Task directions: Return only the stretch of the material below that begins with the line containing "PR #2746, opened 2020-06-25" and ends with the line containing "I was planning", exactly; both of those lines belong to it.

Data:
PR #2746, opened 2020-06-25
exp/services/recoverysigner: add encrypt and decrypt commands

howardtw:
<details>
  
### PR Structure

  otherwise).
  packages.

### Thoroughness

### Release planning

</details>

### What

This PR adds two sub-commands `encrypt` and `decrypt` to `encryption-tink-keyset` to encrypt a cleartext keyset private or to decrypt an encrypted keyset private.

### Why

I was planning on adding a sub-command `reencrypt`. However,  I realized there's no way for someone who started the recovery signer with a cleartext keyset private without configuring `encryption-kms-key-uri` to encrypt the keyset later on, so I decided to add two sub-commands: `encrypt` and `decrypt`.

==

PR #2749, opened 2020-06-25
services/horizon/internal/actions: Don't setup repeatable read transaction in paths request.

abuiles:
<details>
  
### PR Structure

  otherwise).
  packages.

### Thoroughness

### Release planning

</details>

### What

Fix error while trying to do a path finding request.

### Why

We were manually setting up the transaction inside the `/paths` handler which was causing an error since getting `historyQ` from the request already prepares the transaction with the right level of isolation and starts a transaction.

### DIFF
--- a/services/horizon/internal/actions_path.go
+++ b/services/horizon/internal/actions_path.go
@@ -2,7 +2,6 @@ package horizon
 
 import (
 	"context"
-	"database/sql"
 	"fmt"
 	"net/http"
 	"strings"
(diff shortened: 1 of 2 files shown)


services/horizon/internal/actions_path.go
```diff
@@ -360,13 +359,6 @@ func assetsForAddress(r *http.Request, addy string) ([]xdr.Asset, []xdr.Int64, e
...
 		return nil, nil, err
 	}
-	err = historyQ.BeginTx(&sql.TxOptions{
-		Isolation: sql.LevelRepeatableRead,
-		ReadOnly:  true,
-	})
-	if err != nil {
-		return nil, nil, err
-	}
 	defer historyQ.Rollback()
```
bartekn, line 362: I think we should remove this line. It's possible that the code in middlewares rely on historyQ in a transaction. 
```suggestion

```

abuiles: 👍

--

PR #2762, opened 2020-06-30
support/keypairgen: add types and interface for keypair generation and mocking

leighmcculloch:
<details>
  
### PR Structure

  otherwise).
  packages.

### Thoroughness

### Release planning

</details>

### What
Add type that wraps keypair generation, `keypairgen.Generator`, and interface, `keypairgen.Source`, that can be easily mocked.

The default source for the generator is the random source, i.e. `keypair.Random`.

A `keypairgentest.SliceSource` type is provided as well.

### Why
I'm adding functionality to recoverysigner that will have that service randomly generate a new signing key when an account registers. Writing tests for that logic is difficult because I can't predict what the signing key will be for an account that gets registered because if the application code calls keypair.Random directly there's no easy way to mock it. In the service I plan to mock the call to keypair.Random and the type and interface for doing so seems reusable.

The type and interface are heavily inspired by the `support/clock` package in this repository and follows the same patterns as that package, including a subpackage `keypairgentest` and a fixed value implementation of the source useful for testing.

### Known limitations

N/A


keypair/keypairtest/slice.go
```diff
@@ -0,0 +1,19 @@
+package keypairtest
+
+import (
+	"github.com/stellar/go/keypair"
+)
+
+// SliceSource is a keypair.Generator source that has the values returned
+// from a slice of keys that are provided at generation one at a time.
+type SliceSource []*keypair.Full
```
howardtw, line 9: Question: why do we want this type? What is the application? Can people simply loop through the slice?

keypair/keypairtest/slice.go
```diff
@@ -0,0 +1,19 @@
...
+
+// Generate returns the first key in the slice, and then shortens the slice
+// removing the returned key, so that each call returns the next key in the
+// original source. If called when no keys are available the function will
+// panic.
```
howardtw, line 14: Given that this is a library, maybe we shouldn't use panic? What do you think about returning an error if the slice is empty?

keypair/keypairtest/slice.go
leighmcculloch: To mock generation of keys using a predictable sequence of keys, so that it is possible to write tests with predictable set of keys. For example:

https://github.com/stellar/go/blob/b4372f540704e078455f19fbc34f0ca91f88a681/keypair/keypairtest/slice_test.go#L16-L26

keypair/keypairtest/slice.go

Your solution:
PR #2746, opened 2020-06-25
exp/services/recoverysigner: add encrypt and decrypt commands

howardtw:
<details>
  
### PR Structure

  otherwise).
  packages.

### Thoroughness

### Release planning

</details>

### What

This PR adds two sub-commands `encrypt` and `decrypt` to `encryption-tink-keyset` to encrypt a cleartext keyset private or to decrypt an encrypted keyset private.

### Why

I was planning on adding a sub-command `reencrypt`. However,  I realized there's no way for someone who started the recovery signer with a cleartext keyset private without configuring `encryption-kms-key-uri` to encrypt the keyset later on, so I decided to add two sub-commands: `encrypt` and `decrypt`.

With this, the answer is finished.